Given entries ▸
PR #472, opened 2026-08-20
Prepare operator v2

andrleite:
#### Summary

> for reference: https://github.com/mattermost/mattermost-operator/pull/470 we changed base to v2 branch instead of master

Operator **v2.0.0**. Removes the long-deprecated Custom Resources and both "delegate to another operator" integrations, and brings the Kubernetes libraries up to date.

`127 files changed, 1844 insertions(+), 27169 deletions(-)`

**Removed**

| | Why |
|---|---|
| `ClusterInstallation` (`mattermost.com/v1alpha1`) | Superseded by `Mattermost`. Carried BlueGreen/Canary, a MySQL and a PostgreSQL path, MinIO provisioning, and the CI→MM conversion code. |
| `MattermostRestoreDB` (`mattermost.com/v1alpha1`) | Only ever worked against operator-managed MySQL, and only addressed `ClusterInstallation`. |
| `spec.fileStore.operatorManaged` | Created a `MinIOInstance` for the **archived** `minio/minio-operator`. See below. |
| `spec.database.operatorManaged` | Created a `MysqlCluster` for the presslabs MySQL operator, whose API types were vendored into this repo. |
| `apis/mattermost/v1alpha1` | Nothing served it once the two CRDs were gone. |

**Result:** the Operator now depends on **no third-party operator**. Its ClusterRole requests permissions only on `""`, `coordination.k8s.io`, `apps`, `batch`, `networking.k8s.io`, `rbac.authorization.k8s.io`, and `installation.mattermost.com` — both `miniocontroller.min.io` and `mysql.presslabs.org` are gone.

**Dependency upgrade** (first commit, non-breaking and reviewable on its own): `k8s.io/*` v0.33.1 → **v0.36.3**, `controller-runtime` v0.21.0 → **v0.24.1**, adding `structured-merge-diff/v6`. No source changes were needed. Rebased onto current master, so Go 1.26.6 and master's `golang.org/x/*` bumps (incl. `x/net` v0.58.0) are preserved — all newer than what the k8s bump pulled in.

**Why MinIO had to go, specifically:** `github.com/minio/minio-operator` was last published in **February 2020** and is archived. The `miniocontroller.min.io/v1beta1 MinIOInstance` API isn't served by any current MinIO operator (which moved to `minio.min.io/v2 Tenant`), so the path has been incompatible with a supported MinIO operator for years. Worse, the `MinIOInstance` was created **without an image**, so the MinIO server holding all user uploads ran whatever `minio/k8s-operator:1.0.7` defaulted to — invisible to image scanning, because no tag appeared anywhere in this repo. Removal also drops two init containers from every pod in that mode, one of which ran `appropriate/curl:latest` (abandoned image, mutable tag).

#### Commits

The removal is structured so each step can be reviewed and reverted independently:

- `f1ec29d2` Update k8s libraries to v0.36.3 and controller-runtime to v0.24.1
- `b1e32c37` Remove the MattermostRestoreDB custom resource
- `007cd488` Remove the ClusterInstallation custom resource and controller
- `7455b02c` Remove operator-managed MinIO file store
- `b6ff2036` Remove operator-managed MySQL database
- `e1a7c988` Remove the v1alpha1 API package and move size presets to v1beta1
- `d2e20ecd` Release Operator v2.0.0

Follow-ups from review and CI:

- `6a40ac16` fix: apply CodeRabbit auto-fixes
- `d794a55c` Fix shared size presets and give the e2e suite its prerequisites
- `2a65c3f2` Use the external MinIO fixture for the e2e file store
- `e83683fd` Reconcile the CodeRabbit auto-fix commit
- `e638f379` Assert replica isolation in the explicit-size test
- `836c7c3a` Update CI for the removed v1alpha1 package
- `b7754489` Wait for Postgres and MinIO before creating Mattermost resources in e2e
- `0891657c` Keep the generated CRD under the annotation size limit

#### Reviewer notes

**A database and file store are now mandatory — deliberately with no replacement default.** Until now a `Mattermost` with neither section silently received in-cluster MinIO and MySQL; such a resource is now rejected with an explicit error. Defaulting to `local` instead would have repointed an installation at an empty PVC while its files stayed in the old MinIO — data loss from the user's perspective. Failing loudly forces a conscious choice and a migration. Two example manifests relied on that silent default and have been fixed.

**Nothing deletes user data.** No code path removes a `MinIOInstance` or `MysqlCluster`. They are left running but unmanaged, so operators can migrate at their own pace. Confirmed on a real cluster — see Testing.

**Size presets shrank but behave identically.** `ClusterInstallationSize{App, Minio, Database}` → `v1beta1.Size{App}`, since the other two only sized the removed workloads. All nine size keys keep their existing app-server replicas and resource requests, so `spec.size` is unchanged.

**Correctness fix worth a look (`d794a55c`).** The size presets were aliased rather than copied: `setDefaultReplicasAndResources` took `&DefaultSize.App.Replicas`, handing every `Mattermost` a pointer into a package-level value, and `ResourceRequirements` assignment shares its `ResourceList` maps by reference. Scaling one installation therefore rewrote the preset and changed the defaults every installation reconciled afterwards received. Demonstrated before fixing — one CR moved `DefaultSize.App.Replicas` from 2 to 999 and CPU from 500m to 777m, and a second unrelated CR then inherited those. Two regression tests fail against the previous code. This predates v2 (v1alpha1 aliased identically), but the code moved to v1beta1 here.

**The 1480-line CRD diff in `0891657c` is intentional.** `make deploy` began failing with `metadata.annotations: Too long: must have at most 262144 bytes`. `kubectl apply` stores the manifest in `last-applied-configuration`, and measured as JSON — which is what the annotation holds — master sat at 260,965 bytes, **1,179 bytes under** the ceiling. The k8s v0.36 bump pushed it over by inlining new `corev1` fields; the removals recovered 6.3KB but not enough. `CRD_OPTIONS` now passes `crd:maxDescLen=200`, bringing it to 192,749 bytes, 69KB clear. **Consequence:** `kubectl explain` shows truncated descriptions for long fields; the full text remains in `docs/mattermost_v1beta1_crd.md`, which is generated from Go source and unaffected. Note master is still 1,179 bytes from this same failure and should get the same treatment independently.

**⚠️ Go API break for `mattermost-cloud`**, which imports these packages directly: `apis/mattermost/v1alpha1` is gone; size presets moved to `v1beta1.Size`; `CalculateResourceMilliRequirements`/`CalculateCPUMilliRequirement`/`CalculateMemoryMilliRequirement` lost their `includeDatabase`/`includeMinio` parameters; and `OperatorManagedMinio`, `OperatorManagedDatabase`, `pkg/components/{minio,mysql}` and `pkg/mattermost.NewOperatorManagedFileStoreInfo` are removed. **This needs a coordinated change there and is the remaining blocker.**

**Not in this PR, by design:** the health-checker label-selector bug (`MattermostPodLabels` vs `MattermostLabels`, dates to 2022, breaks any install using `podTemplate.extraLabels`); `useServiceLoadBalancer` orphaning a leftover Ingress; and bumping the e2e `K8S_VERSION` (see Testing). All pre-date or sit outside this work and deserve their own PRs.

#### Testing

**All CI checks pass.** Note `ci/test-e2e` is a step inside the `test` job rather than its own check — it stands up a kind cluster, runs `make deploy`, then runs both `./test/e2e` and `./test/e2e-external`.

**Validated manually in a real dev cluster:**
- pre-existing installations continue to reconcile and serve traffic across the upgrade
- a newly created installation comes up clean

This matters because the e2e job is pinned to `K8S_VERSION: v1.22.9`, 14 minor versions behind the v0.36.3 client libraries this PR moves to — well outside client-go's supported skew. A green e2e is therefore weaker evidence than it appears, and the dev-cluster run is what actually covers modern Kubernetes. Bumping that pin is worth a follow-up, kept out of this PR to avoid surfacing unrelated failures in an already-large change.

Locally: `go build ./...`, `gofmt`, `go vet ./...` (including both e2e packages) and `make unittest` pass **after every individual commit**. Generated artefacts verified idempotent — re-running `make generate manifests` and `kustomize build config/default` produces no diff, re-checked after the rebase onto master.

The e2e suite was reworked as part of this. It previously got its database *from the MySQL operator*; it now uses an in-cluster Postgres and a standalone MinIO (as an S3 endpoint) from `resources/`, which is what `test/e2e-external` already did. A new `SetupMattermostPrerequisites` applies both and waits for their Deployments to become available before any `Mattermost` is created — necessary because `mm-secrets.yaml` carries no `DB_CONNECTION_CHECK_URL`, so the Operator injects no database readiness init container and nothing else blocks on the database being reachable.

#### Ticket Link

SEC-11130

#### Release Note

```release-note
Mattermost Operator v2.0.0 removes the deprecated `ClusterInstallation` and `MattermostRestoreDB` custom resources, and the operator-managed database and file store options (`spec.database.operatorManaged`, `spec.fileStore.operatorManaged`). A database and a file store are now required: set `spec.database.external` plus one of `spec.fileStore.external`, `spec.fileStore.local` or `spec.fileStore.externalVolume`. action required — before upgrading: (1) if you still run `ClusterInstallation` resources, upgrade to Operator v1.24.x first and let it migrate them to `Mattermost`, since the migration code no longer exists in v2.0.0; (2) delete any remaining `MattermostRestoreDB` objects, as that CRD is removed and they become unreadable; (3) if you use `database.operatorManaged`, move the database to one you manage and point `database.external` at a secret with its connection string; (4) if you use `fileStore.operatorManaged`, copy the objects out of MinIO into an S3-compatible bucket or a PVC. Existing MysqlCluster and MinIOInstance objects are not deleted, but the Operator stops managing them and Mattermost will no longer be pointed at them. Note that `kubectl explain` now shows shortened descriptions for some fields; the full reference is in docs/mattermost_v1beta1_crd.md.
```


apis/mattermost/v1beta1/db_util.go
```diff
@@ -1,83 +1,29 @@
...
 
-// SetDefaults sets the missing values in Database to the default ones.
-func (db *Database) SetDefaults() {
+// SetDefaults validates the database configuration.
+//
+// There is deliberately no default. Until Operator v2 an unconfigured database
+// silently became a MySQL cluster provisioned through the presslabs MySQL
+// operator; that integration has been removed, so a database now has to be
+// supplied explicitly.
+func (db *Database) SetDefaults() error {
```
fmartingr: nit: This method doesn't set defaults anymore, but performs validation.

Maybe renaming it to `IsValid` ?

apis/mattermost/v1beta1/file_store_util.go
```diff
@@ -4,23 +4,27 @@
...
-	if fs.isAnyExceptOperatorManaged() {
-		return
+// SetDefaults validates the file store configuration.
+//
+// There is deliberately no default. Until Operator v2 an unconfigured file store
+// silently became an in-cluster MinIO provisioned through the MinIO operator, which
+// no longer exists. Picking a different default instead would repoint an existing
+// installation at empty storage while its files stayed in the old MinIO, so this
+// fails and asks for an explicit choice.
+func (fs *FileStore) SetDefaults() error {
```
fmartingr: nit: This method doesn't set defaults anymore, but performs validation.

Maybe renaming it to `IsValid` ?

apis/mattermost/v1beta1/mattermost_utils.go
```diff
@@ -24,7 +24,7 @@ const (
 	DefaultMattermostSize = "5000users"
 	// DefaultMattermostDatabaseType is the default Mattermost database
 	DefaultMattermostDatabaseType = "mysql"
```
fmartingr: Do we need all these defaults if we are not provisioning defaults database/storage?

apis/mattermost/v1beta1/mattermost_sizes.go
```diff
@@ -33,25 +32,26 @@ func (mm *Mattermost) SetReplicasAndResourcesFromSize() error {
...
+// of a preset field, or assigning a ResourceRequirements (whose ResourceLists are
+// maps), would let one resource's replica count or resource requests mutate the
+// preset itself and leak into every Mattermost reconciled afterwards.
+
 func (mm *Mattermost) setDefaultReplicasAndResources() {
 	mm.Spec.Size = ""
 
 	if mm.Spec.Replicas == nil {
-		mm.Spec.Replicas = &mattermostv1alpha1.DefaultSize.App.Replicas
+		mm.Spec.Replicas = utils.NewInt32(DefaultSize.App.Replicas)
```
fmartingr: I believe we can do this in go 1.26:

```suggestion
		mm.Spec.Replicas = new(DefaultSize.App.Replicas)
```

test/e2e/setup.go
```diff
@@ -62,3 +59,69 @@ func SetupTest() (TestEnvironment, error) {
 func boolPtr(b bool) *bool {
 	return &b
 }
+
+// SetupMattermostPrerequisites creates the database and file store a Mattermost
+// now requires. The Operator used to provision both itself via the MySQL and
+// MinIO operators; since it no longer does, the suite has to supply them.
```
fmartingr: nit: It feels weird when comments references things from the past.

```suggestion
// SetupMattermostPrerequisites creates the database and file store Mattermost
// requires. 
```

test/e2e/mattermost_test.go
```diff
@@ -37,19 +35,17 @@ func TestMattermost(t *testing.T) {
...
-		err = waitForDeployment(t, k8sTypedClient, "minio-operator", "minio-operator", 1, retryInterval, timeout)
-		require.NoError(t, err)
-	})
 	t.Run("mattermost operator ready", func(t *testing.T) {
 		err = waitForDeployment(t, k8sTypedClient, mmNamespace, "mattermost-operator", 1, retryInterval, timeout)
 		require.NoError(t, err)
 	})
 
+	// A database and a file store are now required and the Operator does not
+	// provision either, so the suite has to create them before any Mattermost.
```
fmartingr:
```suggestion
```

apis/mattermost/v1beta1/mattermost_sizes.go
```diff
@@ -21,7 +20,7 @@ func (mm *Mattermost) SetReplicasAndResourcesFromSize() error {
 		return nil
 	}
 
-	size, err := mattermostv1alpha1.GetClusterSize(mm.Spec.Size)
+	size, err := GetClusterSize(mm.Spec.Size)
```
fmartingr: nit: `GetClusterSize` -> `GetMattermostSize` ?

apis/mattermost/v1beta1/mattermost_utils_test.go
```diff
@@ -12,6 +12,10 @@ import (
 func TestMattermost_SetDefaults(t *testing.T) {
 	mm := &Mattermost{Spec: MattermostSpec{
 		IngressName: "",
+		// A file store is mandatory, so every fixture that expects SetDefaults to
+		// succeed has to configure one.
```
fmartingr:
```suggestion
```

apis/mattermost/v1beta1/file_store_util.go
fmartingr: We would also need to check where this method is used, because it's not the same to assume that this method will set the defaults for the Mattermost instance than validating the Mattermost instance values are correct, maybe an error here breaks something along the line.

fmartingr (commented):
Outstanding work @andrleite ! 🎊 

I would give it a pass with an agent to review all doc strings around, it seems there are some mentions to removed fields here and there and there are many mentions on how "things used to be" which are not useful moving on.

Some questions:
- Shouldn't we drop support for MySQL entirely?
- Why keeping the APIs in `v1beta`? Are there plans to move them to `v1` (or `v2`) at some point?

I've left some comments around in the changes, most of them are just small things that I leave to your judgement. The most critical for me is the code path `SetDefault` take if we are now using it for validation. I would rename the method name and make a pass to check if there's any problems with that.

Again, great job here!

test/e2e/mattermost_test.go
```diff
@@ -37,19 +35,17 @@ func TestMattermost(t *testing.T) {
...
+	cleanupPrereqs, err := SetupMattermostPrerequisites(context.TODO(), k8sClient, mmNamespace)
+	require.NoError(t, err)
+	defer cleanupPrereqs()
+
```
nickmisasi: I think this is a slight behaviour regression because prior to this change each test would have had its own db and minio, but now the scale and upgrade tests share

apis/mattermost/v1beta1/mattermost_utils.go
```diff
@@ -70,8 +70,12 @@ func (mm *Mattermost) SetDefaults() error {
...
 	}
 
-	mm.Spec.FileStore.SetDefaults()
-	mm.Spec.Database.SetDefaults()
+	if err := mm.Spec.FileStore.SetDefaults(); err != nil {
+		return err
+	}
+	if err := mm.Spec.Database.SetDefaults(); err != nil {
+		return err
+	}
```
nickmisasi: Because SetDefaults now just returns an error, an upgraded operator-managed install will only show an error for the filestore. The tests pass an empty spec and assert only the error for the filestore missing. Not sure we need to have a single error when both are missing (though it would be nice if we didn’t have to have 2 failures) but we should at least add test coverage for the case of filestore existing but no database

nickmisasi (commented):
Overall LGTM - flagged a couple things in addition to Felipe

apis/mattermost/v1beta1/mattermost_sizes.go
andrleite: you're right, let's do it

andrleite:
> Outstanding work @andrleite ! 🎊
> 
> I would give it a pass with an agent to review all doc strings around, it seems there are some mentions to removed fields here and there and there are many mentions on how "things used to be" which are not useful moving on.
> 
> Some questions:
> 
> * Shouldn't we drop support for MySQL entirely?
> * Why keeping the APIs in `v1beta`? Are there plans to move them to `v1` (or `v2`) at some point?
> 
> I've left some comments around in the changes, most of them are just small things that I leave to your judgement. The most critical for me is the code path `SetDefault` take if we are now using it for validation. I would rename the method name and make a pass to check if there's any problems with that.
> 
> Again, great job here!

Thanks @fmartingr .

Drop support for MySQL entirely, agreed. Mattermost officially dropped MySQL for new installs in v10, with full end-of-support in v11. We removed operator-managed MySQL in this PR and updated the README to recommend PostgreSQL. The external MySQL code path stays for existing users mid-migration, but a follow-up PR should add a validation warning when a MySQL connection string is detected so the deprecation is explicit.

Regarding `v1beta`, good call — it's overdue. Not in this PR since it would add Kubernetes API serving complexity on top of an already large change, and v1 carries a stability promise we want to be confident about before making. Plan is to do it in the next minor (v2.1) once v2.0.0 has had a release cycle to settle.

apis/mattermost/v1beta1/mattermost_sizes.go
andrleite: You're right — Applied, thanks for the catch!

fmartingr (approved):
👏 👏 👏 👏  Good job.

nickmisasi (approved):
LGTM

Work to be completed ▸ All lines holding the word "configuration" must be found in the listing and copied.

Task answer ▸
**The 1480-line CRD diff in `0891657c` is intentional.** `make deploy` began failing with `metadata.annotations: Too long: must have at most 262144 bytes`. `kubectl apply` stores the manifest in `last-applied-configuration`, and measured as JSON — which is what the annotation holds — master sat at 260,965 bytes, **1,179 bytes under** the ceiling. The k8s v0.36 bump pushed it over by inlining new `corev1` fields; the removals recovered 6.3KB but not enough. `CRD_OPTIONS` now passes `crd:maxDescLen=200`, bringing it to 192,749 bytes, 69KB clear. **Consequence:** `kubectl explain` shows truncated descriptions for long fields; the full text remains in `docs/mattermost_v1beta1_crd.md`, which is generated from Go source and unaffected. Note master is still 1,179 bytes from this same failure and should get the same treatment independently.
+// SetDefaults validates the database configuration.
+// SetDefaults validates the file store configuration.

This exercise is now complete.